# Jag gets two more 2Q's



## Andaka (Jun 29, 2003)

We had agility trials this weekend and Jag picked up two more 2Q's! He is not a really fast dog, but he is pretty consistant. Just 17 more to go.


----------



## Shade (Feb 20, 2012)

:congratulations: Go Jag!!


----------



## JakodaCD OA (May 14, 2000)

yeah for you and Jag!!! BIG congrats!


----------



## Lilie (Feb 3, 2010)

Whoo Hoo! Great job to both of you!!!


----------



## osito23 (Feb 17, 2014)

Congrats!


----------



## Andaka (Jun 29, 2003)

Thanks.
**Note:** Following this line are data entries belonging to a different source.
PR #496, opened 2020-06-03
Added bRawSockets support for ArkSE

MrCraigTunstall:
This is to better aid those whom have to use the bRawSockets command line in order for clients to join the server.

### DIFF
--- a/modules/config_games/server_configs/arkse_linux64.xml
+++ b/modules/config_games/server_configs/arkse_linux64.xml
@@ -5,7 +5,7 @@
   <installer>steamcmd</installer>
   <game_name>ARK: Survival Evolved</game_name>
   <server_exec_name>ShooterGameServer</server_exec_name>
-  <cli_template>%MAP%%IP%%PORT%%QUERY_PORT%%PLAYERS%%RCON%%CONTROL_PASSWORD%%PDS%%PDI%%PDD%%PUS%%PUI%%PUD%%ASDN%%POP%%POPI%%PTA%?listen %AMM% %CDO% %CID% %FACF% %NTFF% -server -log</cli_template>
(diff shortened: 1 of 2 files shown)


Zorrototo:
Are you sure about that? Isn't the command line parameter simply `bRawSockets` instead of `bRawSockets=true`? That's what I read on the official wiki, and if so then use a _checkbox_ instead of a _select_.

Also in that case, by using bRawSockets, wouldn't it mess up the way OGP works with this game server? would the Panel query work properly? (expecting game port + 19238 for query and not game port + 1 from what I read for bRawSockets)?

Did you test your XML?

MrCraigTunstall:
Yes, I tested the XML and all works correctly. I'll alter the XML later to just have ?bRawSockets than ?bRawSockets=True

MrCraigTunstall:
?bRawSockets and ?bRawSockets=True works by the looks of it.

Zorrototo:
and ?bRawSockets=False also works in the command line?

MrCraigTunstall:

The courses have been geared toward being able to handle turns and stuff, so it is hard to get much speed up -- very few straight aways. And he was trained by a less than perfect trainer (me) then ended up with a National level handler (Joan). He had some relearning to do.


----------



## dogfaeries (Feb 22, 2010)

Congrats!!!


----------



## Cheyanna (Aug 18, 2012)

Very nice!


----------



## kleinenHain (Sep 20, 2007)

yeah!!! congrats!!!


----------



## Andaka (Jun 29, 2003)

Thanks! See you in St. Louis.


----------



## DJEtzel (Feb 11, 2010)

Congrats!


----------



## Daisy&Lucky's Mom (Apr 24, 2011)

Congratulations to both you and Jag!


----------